在本文中，我们重点研究从单张 RGB 图像中估计人脸的六自由度（6DoF）姿态，这是人脸重建、伪造检测和虚拟试穿等三维人脸应用中一个重要但未得到充分研究的问题。这个问题不同于传统的人脸姿态估计和三维人脸重建，因为需要估计摄像头到人脸的距离，而由于姿态空间的非线性，这个距离不能直接回归。为了解决这个问题，我们采用了 "透视点"（Perspective-n-Point，PnP）方法，通过预测正则空间中的三维点与输入图像上的二维人脸像素之间的对应关系来求解 6DoF 姿态参数。在这一框架中，6DoF 估算的核心问题是在一组采样的二维像素和三维点之间建立对应矩阵，我们提出了一种对应学习变换器（CLT）来实现这一目标。具体来说，我们利用局部、全局和语义信息来构建二维和三维特征，并利用自注意使二维和三维特征相互作用，从而构建二维-三维对应关系。此外，我们认为 6DoF 估算不仅与人脸外观本身有关，还与人脸外部环境有关，其中包含丰富的与摄像头距离的信息。因此，我们从人脸和上下文的融合中提取全局和局部特征，其中具有较小感受野的裁剪人脸图像集中了透视投影的微小失真，而具有较大感受野的整个图像则提供了肩部和环境信息。
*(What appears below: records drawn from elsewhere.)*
PR #633, opened 2019-09-19
Download tests are run in temp directory

m-blaha:
Download tests used to download files into directory from where the behave was run.
This PR adds step to change working directory and use it in download tests. Also step for running dnf in repository directory was replaced by setting working directory.

### DIFF
--- a/dnf-behave-tests/features/environment.py
+++ b/dnf-behave-tests/features/environment.py
@@ -115,6 +115,7 @@ class DNFContext(object):
         self.disable_plugins = True
         self.disable_repos_option = "--disablerepo='*'"
         self.assumeyes_option = "-y"
+        self.working_dir = None
 
         # temporarily use DNF0 for substituting fixturesdir in repo files
         # the future could be in named environment variable like DNF_VAR_FIXTURES_DIR
--- a/dnf-behave-tests/features/install-path.feature
+++ b/dnf-behave-tests/features/install-path.feature
@@ -2,7 +2,8 @@ Feature: Tests for installing RPM from paths
 
 
 Scenario Outline: I can install an RPM from path, where path is <path type>
-   When I execute dnf with args "install <path>" from repo "dnf-ci-fedora"
+  Given I set working directory to "{context.dnf.fixturesdir}/repos/dnf-ci-fedora"
+   When I execute dnf with args "install <path>"
    Then the exit code is 0
     And Transaction is following
         | Action        | Package                                   |
@@ -17,7 +18,7 @@ Examples:
 
 
 Scenario: I can install an RPM from path, when specifying the RPM multiple times
-   When I execute dnf with args "install noarch/setup-2.12.1-1.fc29.noarch.rpm noarch/setup-2.12.1-1.fc29.noarch.rpm" from repo "dnf-ci-fedora"
+   When I execute dnf with args "install {context.dnf.fixturesdir}/repos/dnf-ci-fedora/noarch/setup-2.12.1-1.fc29.noarch.rpm {context.dnf.fixturesdir}/repos/dnf-ci-fedora/noarch/setup-2.12.1-1.fc29.noarch.rpm"
    Then the exit code is 0
     And Transaction is following
         | Action        | Package                                   |
@@ -26,7 +27,8 @@ Scenario: I can install an RPM from path, when specifying the RPM multiple times
 
 @xfail
 Scenario: I can install an RPM from path, when specifying the RPM multiple times using different paths
-   When I execute dnf with args "install noarch/setup-2.12.1-1.fc29.noarch.rpm {context.dnf.fixturesdir}/repos/dnf-ci-fedora/noarch/setup-2.12.1-1.fc29.noarch.rpm" from repo "dnf-ci-fedora"
+  Given I set working directory to "{context.dnf.fixturesdir}/repos/dnf-ci-fedora"
+   When I execute dnf with args "install noarch/setup-2.12.1-1.fc29.noarch.rpm {context.dnf.fixturesdir}/repos/dnf-ci-fedora/noarch/setup-2.12.1-1.fc29.noarch.rpm"
    Then the exit code is 0
     And Transaction is following
         | Action        | Package                                   |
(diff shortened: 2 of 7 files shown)


dnf-behave-tests/features/steps/cmd.py
```diff
@@ -40,10 +40,22 @@ def handle_reposync(expected, found):
     return expected, found
 
 
+def run_with_args(context, cmd, **run_args):
```
lukash: `run_with_args` actually isn't a good name, what are the args? The args are arguments to the `run` function, not the arguments of the command itself (which is what this formulation is otherwise used for in the CI stack context).

`run_in_cwd`, `run_in_work_dir` or perhaps just `run_in_context` as there is the faketime thing as well as the directory?

dnf-behave-tests/features/environment.py
```diff
@@ -106,6 +106,7 @@ def __init__(self, userdata, force_installroot=False):
         self.disable_plugins = True
         self.disable_repos_option = "--disablerepo='*'"
         self.assumeyes_option = "-y"
+        self.cwd = None
```
lukash: Not sure `cwd` is actually a convention to call the working directory, I'd prefer to call it e.g. `work_dir`, I myself wouldn't know what `cwd` is.

m-blaha:
Sorry for that conflict. I was just annoyed with all these *.rpm files created in tests directory after running them...
Anyway, I can wait with this change until your PR gets merged.

m-blaha:
I tried doing os.chdir() in before_scenario() but found out that "Scenario Outline" started to traceback badly inside the behave.
I have renamed cwd and run_with_args according your suggestion. Original names were really unclear.

dnf-behave-tests/features/upgrade-from-path.feature
```diff
@@ -49,7 +51,8 @@ Scenario: Upgrade an RPM from path on disk containing wildcards
 
 
 Scenario: Upgrade an RPM from path on disk, when specifying the RPM multiple times
-   When I execute dnf with args "upgrade x86_64/wget-1.19.6-5.fc29.x86_64.rpm x86_64/wget-1.19.6-5.fc29.x86_64.rpm" from repo "dnf-ci-fedora-updates"
+  Given I set working directory to "{context.dnf.fixturesdir}/repos/dnf-ci-fedora-updates"
+   When I execute dnf with args "upgrade x86_64/wget-1.19.6-5.fc29.x86_64.rpm x86_64/wget-1.19.6-5.fc29.x86_64.rpm"
```
lukash: One more thing, in these cases here the full path could be passed to the `upgrade` command, right? There is no need to somewhat arbitrarily split it and set the working directory? (except the lines end up being shorter this way, perhaps)

I think I'd prefer the full path...

dnf-behave-tests/features/upgrade-from-path.feature
```diff
@@ -28,7 +28,8 @@ Scenario: Upgrade an RPM from absolute path on disk
 
 
 Scenario: Upgrade an RPM from relative path on disk
-   When I execute dnf with args "upgrade x86_64/glibc-2.28-26.fc29.x86_64.rpm x86_64/glibc-common-2.28-26.fc29.x86_64.rpm x86_64/glibc-all-langpacks-2.28-26.fc29.x86_64.rpm" from repo "dnf-ci-fedora-updates"
+  Given I set working directory to "{context.dnf.fixturesdir}/repos/dnf-ci-fedora-updates"
+   When I execute dnf with args "upgrade x86_64/glibc-2.28-26.fc29.x86_64.rpm x86_64/glibc-common-2.28-26.fc29.x86_64.rpm x86_64/glibc-all-langpacks-2.28-26.fc29.x86_64.rpm"
```
lukash: ... and another one here.

dnf-behave-tests/features/upgrade-from-path.feature
```diff
@@ -49,7 +50,7 @@ Scenario: Upgrade an RPM from path on disk containing wildcards
 
 
 Scenario: Upgrade an RPM from path on disk, when specifying the RPM multiple times
-   When I execute dnf with args "upgrade x86_64/wget-1.19.6-5.fc29.x86_64.rpm x86_64/wget-1.19.6-5.fc29.x86_64.rpm" from repo "dnf-ci-fedora-updates"
+        When I execute dnf with args "upgrade {context.dnf.fixturesdir}/repos/dnf-ci-fedora-updates/x86_64/wget-1.19.6-5.fc29.x86_64.rpm {context.dnf.fixturesdir}/repos/dnf-ci-fedora-updates/x86_64/wget-1.19.6-5.fc29.x86_64.rpm"
```
lukash: A superfluous indent here.

dnf-behave-tests/features/upgrade-from-path.feature
m-blaha: Here is the upgrade from the relative path tested, so the working dir change is required.

dnf-behave-tests/features/install-path.feature
```diff
@@ -26,7 +27,8 @@ Scenario: I can install an RPM from path, when specifying the RPM multiple times
 
 @xfail
 Scenario: I can install an RPM from path, when specifying the RPM multiple times using different paths
-   When I execute dnf with args "install noarch/setup-2.12.1-1.fc29.noarch.rpm {context.dnf.fixturesdir}/repos/dnf-ci-fedora/noarch/setup-2.12.1-1.fc29.noarch.rpm" from repo "dnf-ci-fedora"
+  Given I set working directory to "{context.dnf.fixturesdir}/repos/dnf-ci-fedora"
+   When I execute dnf with args "install noarch/setup-2.12.1-1.fc29.noarch.rpm {context.dnf.fixturesdir}/repos/dnf-ci-fedora/noarch/setup-2.12.1-1.fc29.noarch.rpm"
```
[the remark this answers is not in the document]
m-blaha: Here the same file using two different paths is used, so one of the paths is relative and the other absolute. So the working dir change is required here.

dnf-behave-tests/features/upgrade-from-path.feature
m-blaha: Sorry for this, fixed.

实验表明，我们的方法在 ARKitFace 上实现了 $MAE_{r}$ 和 $ADD$ 2.0% 的改进，在 ARKitFace/BIWI 上实现了 $MAE_{t}$ 4.0%/0.7% 的改进。

本文章由计算机程序翻译，如有差异，请以英文原文为准。

求助全文

约1分钟内获得全文求助全文

来源期刊

IEEE Transactions on Multimedia 工程技术-电信学

CiteScore

11.70

自引率

11.00%

发文量

576

审稿时长

5.5 months

期刊介绍： The IEEE Transactions on Multimedia delves into diverse aspects of multimedia technology and applications, covering circuits, networking, signal processing, systems, software, and systems integration. The scope aligns with the Fields of Interest of the sponsors, ensuring a comprehensive exploration of research in multimedia.